Across these entries, count the lines holding the string "Thankyou"; the number is the whole answer.

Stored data
-*-

PR #1171, opened 2022-09-12
Create: Kusama <> Polkadot Bridge 

Martin-Kiss:
#### Project Abstract

We are actively developing trustless bridging solutions for cross-ecosystem unification and working towards successfully bringing IBC to the Polkadot ecosystem.
Once this milestone has been realized, we will successfully establish the first trustless bridge between Kusama and Polkadot utilizing the IBC protocol.

#### Grant [level](https://github.com/w3f/Grants-Program#level_slider-levels)

- [ ] **Level 1**:  Up to $10,000, 2 approvals
- [x] **Level 2**:  Up to $30,000, 3 approvals
- [ ] **Level 3**:  Unlimited, 5 approvals (for >$100k: Web3 Foundation Council approval)

#### Application Checklist

- [x] The [application template](https://github.com/w3f/Grants-Program/blob/master/applications/application-template.md) has been copied and aptly renamed (`kusama<>polkadot-bridge.md`).
- [x] I have read the [application guidelines](https://github.com/w3f/Grants-Program/blob/master/docs/grant_guidelines_per_category.md).
- [x] A BTC, Ethereum (USDT/USDC/DAI) or Polkadot/Kusama (aUSD) address for the payment of the milestones is provided inside the application.
- [x] The software delivered for this grant will be released under an open-source license specified in the application.
- [x] The initial PR contains only one commit (squash and force-push if needed).
- [x] The grant will only be announced once the first milestone [has been accepted](https://github.com/w3f/Grant-Milestone-Delivery#process) (see the [announcement guidelines](https://github.com/w3f/Grants-Program/blob/master/docs/announcement-guidelines.md)).
- [ ] I prefer the discussion of this application to take place in a private Element/Matrix channel. My username is: `@_______:matrix.org` (change the homeserver if you use a different one)

PR #1675, opened 2023-04-17
fix: remove incorrect previous jobs

cor:
These descriptions have been submitted without our reviews and are incorrect

### DIFF
--- a/applications/CosmWasmVM-CoreProduct.md
+++ b/applications/CosmWasmVM-CoreProduct.md
@@ -105,9 +105,9 @@ We are the only team in the Substrate/Polkadot/Kusama ecosystem implementing Cos
 
 ### Team's experience
 
-- Hussein Ait Lahcen: Principal Blockchain engineer at Composable Finance, previously Core Rust developer at Parity
-- Abdullah Eryuzlu: Substrate Rust engineer at Composable Finance, previously Substrate engineer at Webb.tools
-- Cor Pruijs: Software engineer at Composable Finance, previously Software engineer at ConsenSys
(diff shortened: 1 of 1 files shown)


semuelle (approved):
Thanks for the info, @cor. No need to worry about the CLA.

keeganquigley (approved):

takahser (approved):

takahser (approved):

takahser:
I've put it on hold to double-check if this information is accurate. After that, it can be merged.

0xBrainjar2:
Hey sirs, Brainjar here, Founder & CEO of Composable Finance. We have recently undergone some internal restructuring, which has caused the delay in our submission. We value the support from the W3F and plan to update the status of the grant in the coming weeks.

Regarding the issue raised in this PR, we would like to clarify that the three team members mentioned are no longer with Composable Finance. We had planned to update this information when submitting the first milestone. Their descriptions were submitted incorrectly due to an error made by the grant writer, who used a template from a previous grant instead of starting from scratch and therefore, mistakenly included the experiences of the team members involved in the grant application submitted prior to the CosmWasm grant. (see here: https://github.com/w3f/Grants-Program/pull/1171/files#diff-9e250327ede1091f86ec3e351eeaa7b3c81260a026d5495b0fecc0fed55034cdR258)

We are sorry for any confusion this may have caused and would be happy to hop on a call to provide any further clarifications needed.

cor:
I can confirm that the information provided by @0xBrainjar2 is correct :+1:

Noc2 (approved):
Thanks a lot for the clarification here.

PR #1712, opened 2023-05-02
Proposal for IDE maintenance

lawmeskiviahs:
This is an application for the open RFP: https://github.com/w3f/Grants-Program/blob/master/docs/RFPs/Open/IDE_for_ink_Smart_Contracts.md

### DIFF
--- a/applications/maintenance/ide_maintenance.md
+++ b/applications/maintenance/ide_maintenance.md
@@ -1,0 +1,121 @@
+# IDE for ink Smart Contracts Maintenance 
+
+- **Team Name:** Antier Solutions
+- **Payment Address:** 1XhNxALoCmXF86aiwZtdDJspjWZBiRX9UfbJ4jQsWN15eSu (DOT)
+- **[Level](https://github.com/w3f/Grants-Program/tree/master#level_slider-levels):** 3
+
+## Project Overview :page_facing_up:
+
+This proposal is for a maintenance grant for the RFP - https://github.com/w3f/Grants-Program/blob/master/docs/RFPs/Open/IDE_for_ink_Smart_Contracts.md#browser-based-ide-for-ink-smart-contracts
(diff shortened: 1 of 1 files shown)


Noc2 (changes requested):
Thanks for the application. What do you mean by 2 FTE 4 PTE? 11,200 every two weeks sounds relatively expensive to me. But I will also share the application with the rest of the team.

lawmeskiviahs:
Thankyou for the reviewing the application. 2 FTE and 4 PTE means 2 full time and 4 part time. As you suggested, we have updated the costing. Kindly review the same.

lawmeskiviahs:
Thankyou for reviewing the application. 2 FTE and 4 PTE means 2 full time
and 4 part time. As you suggested, we have updated the costing. Kindly
review the same.

Noc2 (changes requested):
Thanks for the quick reply. This sounds like a lot for this project. We also discussed it internally, and it might make sense to apply for a regular grant to fix the following issues initially mostly:

- https://github.com/paritytech/ink-playground/issues/427
- https://github.com/paritytech/ink-playground/issues/197
- https://github.com/paritytech/ink-playground/issues/460
- https://github.com/paritytech/ink-playground/issues/428

Basically, making the playground compatible with different versions of ink! and automatic updates. Once this is done, we will sign a smaller maintenance agreement. We will also update the RFP accordingly.

lawmeskiviahs:
Thankyou for the update. We have updated the changes, kindly review again.

Noc2 (changes requested):
Thanks for the update and for reducing the price. But instead of submitting a maintenance grant, could you instead change it to a regular one time grant, see https://github.com/w3f/Grants-Program/blob/master/applications/application-template.md

lawmeskiviahs:
Will do.

PR #1794, opened 2023-06-07
Fix RFP images

keeganquigley:
Move img folder to avoid changing references and fix Grant Management img links.


semuelle:
We don't usually keep grant-related images in the repository. I deleted the img folder and pasted the images into the .md doc, that way they are hosted on githubusercontent.com.

PR #1860, opened 2023-07-24
Amend Polkadart

Lohann:
This amend adds a new milestone and update the value of the milestone 3, we underestimated the effort required to support signed transactions, I detailed the new challenges below:

## 1. Lack of documentation and inconsistencies
Many important components necessary for implement signed extrinsics are not documented or have ambiguous implementations, one example is Substrate BIP-39, while the original [Bitcoin BIP39](https://en.bitcoin.it/wiki/BIP_0039) is well documented, substrate's BIP39 have no documentation at all, so we must rely on the code as reference, it is also fragmented between [substrate-bip39](https://github.com/paritytech/substrate-bip39) and [Substrate](https://github.com/paritytech/substrate/blob/master/primitives/core/src/crypto.rs#L925-L951) repos, and there's a lot of complexity and tiny details there, such as derivation is algorithm dependent, the usage of [specific strings](https://github.com/paritytech/substrate/blob/polkadot-v1.0.0/primitives/core/src/ed25519.rs#L372-L376) for key derivation. Another issue is that the implementation between [polkadot-api](https://github.com/polkadot-js/common/blob/v12.3.2/packages/util-crypto/src/key/DeriveJunction.ts#L20-L35) and [subkey](https://github.com/paritytech/substrate/blob/master/primitives/core/src/crypto.rs#L185-L206) are not consistent, example:
```javascript
import { Keyring } from '@polkadot/keyring';

const keyring = new Keyring({ type: 'sr25519', ss58Format: 42 });
const account = keyring.createFromUri("//18446744073709551616");
console.log(account.address);

// Output: 5FsxbdTHtNSLE5HCLzzGVB2oEzxZB6QJuakiHSoTNWEXD1qj
```

Now using Substrate's [Subkey](https://docs.substrate.io/reference/command-line-tools/subkey/):
```shell
$ subkey inspect --scheme=Sr25519 --network=substrate "//18446744073709551616"

Secret Key URI `//18446744073709551616` is account:
  Network ID:        substrate 
 Secret seed:       0xe95232125504305f665b8e8c891e1e1e87fcbb0b4eff38a9e100862207d2ce97
  Public key (hex):  0x11ea83f6705f1e3bd3b50695227a1c64dccd5c368648f17eb80f093695028daa
  Account ID:        0x11ea83f6705f1e3bd3b50695227a1c64dccd5c368648f17eb80f093695028daa
  Public key (SS58): 5CUCLVQzLh5oxNanu3699rqaxmkiQG4kNNd4WCDfJWiqwuYk
  SS58 Address:      5CUCLVQzLh5oxNanu3699rqaxmkiQG4kNNd4WCDfJWiqwuYk
```
Both generate different addresses when the junction have more than 64bits. I believe we are the only solution in the ecosystem besides Substrate that correctly implements the Substrate-BIP39 standard:
https://github.com/rankanizer/polkadart/tree/main/packages/substrate_bip39

We found some complexity we didn't anticipate implementing other components too:
- Some signatures are non-standard [like sr25519](https://github.com/paritytech/substrate/blob/polkadot-v1.0.0/primitives/core/src/sr25519.rs#L58-L60)
- [UncheckExtrinsics uses a custom encoding/decoding format](https://github.com/paritytech/substrate/blob/polkadot-v1.0.0/primitives/runtime/src/generic/unchecked_extrinsic.rs#L296-L320)
- Signed Extensions must be manually implemented on the client-side, etc...

## 2. No Schnorrkel Library for Dart
Some cryptographic libraries like [schnorrkel](https://github.com/w3f/schnorrkel) only exists in Rust, Polkadot-api uses [native rust](https://github.com/polkadot-js/wasm/tree/v7.2.1/packages/wasm-crypto) compiled to wasm for signing transactions, we cannot do the same in dart because Flutter runs on web, mobile and desktop devices, we can't assume a native Wasm Runtime like polkadot-api does, and creating [native bindings in flutter](https://docs.flutter.dev/platform-integration/platform-channels?tab=type-mappings-c-tab) is not trivial either, it requires us to create one binding for each platform (iOS, Android, Windows, Web, MacOs, etc), and using native bindings requires Flutter developers to have the rust toolchain installed in order to use our library. Another solution is rewrite the [schnorrkel](https://github.com/w3f/schnorrkel) in pure dart, we are still deciding how to approach this issue.

## 3. Extra work for Signed Extrinsics
Substrate metadata itself doesn't provide all necessary info for building a valid transaction, RPC modules and Signed Extensions must be implemented individually for each chain [[link]](https://github.com/polkadot-js/api/tree/v10.9.1/packages/types/src/extrinsic/signedExtensions), we had to refer to different repos to understand how to properly fill up the signed extensions.

# The new Plan
While we have a lot of talented Dart/Flutter developers working in this Project, just a few of them have the necessary experience and understanding of Substrate's codebase to effectively porting it to Dart. Also I would like to highlight that Polkadart is as complex as [polkadot-api](https://github.com/polkadot-js/api) and [capi](https://docs.capi.dev/).
Below the new plan and current development status, we decide to split the milestone 3 in two parts, where on milestone 4 we will focus on [Sr25519](https://github.com/w3f/schnorrkel) and other minor functionalities.
## Milestone 3:

- [x] [Substrate BIP39](https://github.com/rankanizer/polkadart/tree/main/packages/substrate_bip39)
- [x] Ed25519
  - [x] Signatures
  - [x] Hard Junction Derivation
- [x] Ecdsa/secp256k1
  - [x] Signatures
  - [x] Hard Junction Derivation
- [ ] Substrate Signed Extensions
  - [x] CheckSpecVersion
  - [x] CheckTxVersion
  - [x] CheckGenesis
  - [ ] CheckEra (WIP)
  - [x] CheckNonce
  - [x] CheckWeigh
  - [x] ChargeTransactionPayment
- [ ] Statemint Signed Extensions
  - [ ] ChargeAssetTxPayment
- [ ] Keyring
- [ ] Transaction and events subscriptions

## Milestone 4:
- [ ] Support [Sr25519](https://github.com/w3f/schnorrkel) by rewrite it in Dart or using Native Bindings.
- [ ] Support the new Substrate's [JSON-RPC API Mega](https://forum.polkadot.network/t/new-json-rpc-api-mega-q-a/3048)
- [ ] Implement's Substrate's Multisig Accounts
- [ ] Support custom signed extensions (for non-standard extensions)
- [ ] Support custom RPC methods (for non-standard RPC modules)
- [ ] Secure Keystore:
  - [ ] [Keychain](https://developer.apple.com/documentation/security/keychain_services#//apple_ref/doc/uid/TP30000897-CH203-TP1) for iOS and MacOS
  - [ ] [Keystore](https://developer.android.com/training/articles/keystore) for Android
  - [ ] [Libsecret](https://wiki.gnome.org/Projects/Libsecret) for Linux
  - [ ] [Wincred](https://learn.microsoft.com/en-us/windows/win32/api/wincred/) for Windows
  - [ ] [WebCrypto](https://developer.mozilla.org/en-US/docs/Web/API/SubtleCrypto) for web

We are very proud of Polkadart, even without signed extrinsics, we already have external contributors and the project is being used in production already. Thanks to Polkadart many Flutter developers joined the Substrate ecosystem. We would love to keep supporting this project, count on us to get this done!

### DIFF
--- a/applications/Polkadart.md
+++ b/applications/Polkadart.md
@@ -184,9 +184,36 @@ Described above.
 
 ### Milestone 3 — 
 
+- **Estimated duration:** 5 months.
+- **FTE:**  2.
+- **Costs:** 20,000 USD.
+
+|Number|Deliverable|    Specification                   |
+|:---: |  ---      |             ---                    |
+| 0a.  | License          | Apache 2.0                         |
+| 0b.  | Documentation    | We will provide markdown documentation of how to install and use the API. |
+| 0c.  | Testing Guide    | We will provide sample scripts on how to use it. |
+| 0d.  | Docker           | We will provide a Dockerfile(s) that can be used to test the PoC. |
+| 0e.  | Article/Workshop | We will publish an example flutter project using the library to explain what was done and how to use it. |
+| 3a.  | Substrate Uri    | Implement Substrate's standard derivation format that applies to seeds and mnemonics. |
+| 3b.  | Encrypt/Decrypt  | Use Substrate's Bip39 password to encrypt/decrypt seeds and mnemonics. |
+| 3c.  | Ed25519          | Support Ed25519 signatures and key derivation |
+| 3d.  | Ecdsa/Secp256k1  | Support Ecdsa/Secp256k1 signatures and key derivation |
+| 3e.  | Sign & Verify    | Sign and verify messages using ed25519 and ecdsa Keypairs |
+| 3f.  | Substrate Signed Extensions | Support substrate's signed extensions |
+| 3g.  | Statemint Signed Extensions | Support statemint's signed extensions |
+| 3h.  | Transaction Subscriptions   | Support transaction subscription |
+| 3i.  | Event Subscriptions         | Support runtime event subscription |
+| 3j.  | Keyring          | Create a package that manage a set of keys in a consistent environment |
+| 3k.  | Crypto           | Utilities needed for signing, hash and encode/decode messages |
+| 3l.  | Tests            | Unit tests for deliverables above  |
+| 3m.  | Pub.dev          | Publish to pub.dev                 |
+
+### Milestone 4 — 
+
 - **Estimated duration:** 2 months.
-- **FTE:**  4.
-- **Costs:** 15,000 USD.
+- **FTE:**  2.
+- **Costs:** 20,000 USD.
 
 |Number|Deliverable|    Specification                   |
 |:---: |  ---      |             ---                    |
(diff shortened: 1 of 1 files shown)


Noc2 (changes requested):
Thanks for creating the amendment and the detailed explanation here. I'm generally happy to go ahead with it, but I have two questions/comments:
- Why did you change the FTE, and why did the cost per developer per month for the fourth milestone increase so much? 
- What's your cryptographic background/experience? I think in almost all cases it's better to use bindings for schnorrkel. Otherwise, it might also be necessary to audit the dart implementation.

semuelle:
pinging @Lohann

semuelle:
I am going to close this due to inactivity. Please let me know if I should reopen it, @Lohann.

-*-

Response: 3